A.2 ACCURACY OF THE LINEAR DECODER
For the latter analyses assesing the quality of metric, we reconstruct the stimulus from neural responses with linear decoding. In this section we demonstrate that even though the linear decoder is rather simplistic, the reconstructions are on-par with a non-parametric decoding method which averages the stimulus corresponding to the response pattern. In Figure 7 A, we see that the linear decoder has very similar spatial structure to the non-parametric decoder. To quantify this, we compute the mean-squared error between the two methods of decoding, normalized by the magnitude of non-parametric decoder (Figure 7 B, blue dots).

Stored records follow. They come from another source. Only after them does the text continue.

PR #576, opened 2022-05-20
implemented Storage of key-value

viktoriia-haraniuk:


src/main/java/core/basesyntax/impl/StorageImpl.java
```diff
@@ -3,17 +3,48 @@
...
+                return;
+            }
+        }
     }
 
     @Override
     public V get(K key) {
+        for (int i = 0; i < itemsSize; i++) {
+            if (key == null && keys[i] == null
+                    || keys[i] != null && keys[i].equals(key)) {
```
liliia-ponomarenko, line 39: you have duplicate code. Can we move this condition to a private method?

liliia-ponomarenko (changes requested):
good solution 🔥 let's improve it

liliia-ponomarenko (approved):
good job 😊

PR #578, opened 2022-05-22
Homework storage

Cosmic-M:


src/main/java/core/basesyntax/impl/StorageImpl.java
```diff
@@ -1,19 +1,95 @@
...
+        }
+        index = getIndexByKey(key);
+        if (index != INDEX_ABSENT) {
+            return values[index];
+        }
         return null;
     }
 
     @Override
     public int size() {
```
liliia-ponomarenko, line 64: you can simplify this method if you will use a counter and increase this  when putting a new item

liliia-ponomarenko (changes requested):
Let’s improve your solution ;)

Cosmic-M:
My private methods don't do the same, because they called to do absolutely different things. You must have suggested it wasn't becase they were almost in the same name. So I renamed one to avoid confuse instead of union them, because they called to do different things. But if you insist,... the matter is I  will need change logic in other methods...

src/main/java/core/basesyntax/impl/StorageImpl.java
```diff
@@ -1,19 +1,82 @@
 package core.basesyntax.impl;
 
 import core.basesyntax.Storage;
+import java.util.Objects;
 
 public class StorageImpl<K, V> implements Storage<K, V> {
+    private static final String MESSAGE = "the storage is overloaded";
```
liliia-ponomarenko, line 7:
```suggestion
```

src/main/java/core/basesyntax/impl/StorageImpl.java
```diff
@@ -1,19 +1,82 @@
...
+    private static final int STORAGE_CAPACITY = 10;
+    private static final int INDEX_ABSENT = -1;
+
```
liliia-ponomarenko, line 10:
```suggestion
```

src/main/java/core/basesyntax/impl/StorageImpl.java
```diff
@@ -1,19 +1,82 @@
...
+    private int counter = 0;
+    private final K[] keys;
+    private final V[] values;
+
+    public StorageImpl() {
+        keys = (K[]) new Object[STORAGE_CAPACITY];
+        values = (V[]) new Object[STORAGE_CAPACITY];
```
liliia-ponomarenko, line 17: you can avoid downcasting if use class Object in fields

src/main/java/core/basesyntax/impl/StorageImpl.java
```diff
@@ -1,19 +1,82 @@
...
+        }
+        index = getIndexByKey(key);
+        if (index != INDEX_ABSENT) {
+            keys[index] = key;
+            values[index] = value;
+            return;
+        }
+        if (size() == STORAGE_CAPACITY) {
+            throw new RuntimeException(MESSAGE);
+        }
```
liliia-ponomarenko, line 38: if the storage is overloaded what exception do you get? what will changes? you can remove this condition 
```suggestion
```

src/main/java/core/basesyntax/impl/StorageImpl.java
```diff
@@ -1,19 +1,82 @@
...
+            if (keys[i] == null && values[i] != null) {
+                return i;
+            }
+        }
+        return INDEX_ABSENT;
+    }
+
+    private int getIndexByKey(K key) {
+        for (int i = 0; i < keys.length; i++) {
+            if (keys[i] != null && Objects.equals(keys[i], key)) {
```
liliia-ponomarenko, line 76: image

src/main/java/core/basesyntax/impl/StorageImpl.java
```diff
@@ -1,19 +1,82 @@
...
+        return (index != INDEX_ABSENT) ? values[index] : null;
     }
 
     @Override
     public int size() {
-        return -1;
+        return counter;
+    }
+
+    private int getIndexIfKeyIsNull() {
```
liliia-ponomarenko, line 65: I meant that now you use different methods to get the index when the key is null and when != null. You can combine this into one method and simplify the logic

liliia-ponomarenko (changes requested):

src/main/java/core/basesyntax/impl/StorageImpl.java
```diff
@@ -3,17 +3,73 @@
...
+                }
+            }
+        } else {
+            for (int i = 0; i < keys.length; i++) {
+                if (keys[i] != null && keys[i].equals(key)) {
+                    return i;
+                }
+            }
+        }
+        return INDEX_ABSENT;
```
liliia-ponomarenko, line 73:
```suggestion
    private int getIndexByKey(K key) {
     for (int i = 0; i < counter; i++) {
            if (keys[i] == key || keys[i] != null && keys[i].equals(key)) {
                return i;
            }
        }
        return INDEX_ABSENT;
```
looks better? Let’s  think about how you can use it in methods put() and get()

liliia-ponomarenko (changes requested):

liliia-ponomarenko (approved):
good job 👍

PR #579, opened 2022-05-22
 jv-storage-task-done

Pavlo99-gif:


src/main/java/core/basesyntax/impl/StorageImpl.java
```diff
@@ -3,17 +3,48 @@
...
 public class StorageImpl<K, V> implements Storage<K, V> {
+    public static final int MAX_SIZE_VALUE = 6;
+    private K[] keys;
+    private V[] values;
+    private int size;
+
+    public StorageImpl() {
+        keys = (K[]) new Object[MAX_SIZE_VALUE];
+        values = (V[]) new Object[MAX_SIZE_VALUE];
+    }
```
liliia-ponomarenko, line 14: Can we avoid using downcasting here?

src/main/java/core/basesyntax/impl/StorageImpl.java
```diff
@@ -3,17 +3,48 @@
 import core.basesyntax.Storage;
 
 public class StorageImpl<K, V> implements Storage<K, V> {
+    public static final int MAX_SIZE_VALUE = 6;
```
```suggestion
    private static final int MAX_SIZE_VALUE = 6;
```
constants must have a private access modifier

liliia-ponomarenko (approved):
Great job! You can improve your solution if you want 😉

PR #580, opened 2022-05-22
methods get(), put() and size() was implemented.

Ivan-Yuriv:


liliia-ponomarenko (changes requested):
good solution 👍

liliia-ponomarenko (approved):
LGTM! 🔥

liliia-ponomarenko (changes requested):

liliia-ponomarenko (approved):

The error of linear decoding is comparable to error between two non-parametric decodings computed using independent samples of stimuli (Figure 7 B, green dots). These observations show that linear decoder is a reasonable first-order approximation of encoded stimulus.
Footnotes
↵1 Note that the reconstruction is based on the static population response pattern. We remove the time dimension by approximating ON and OFF parasol cell responses with a temporal filter with identical (but with oppositely signed) filters. Subsequent analyses are performed by only decoding the temporally filtered stimulus. The temporally filtered stimulus s is decoded as s = Ar + b, where parameters A, b are estimated from RGC recordings.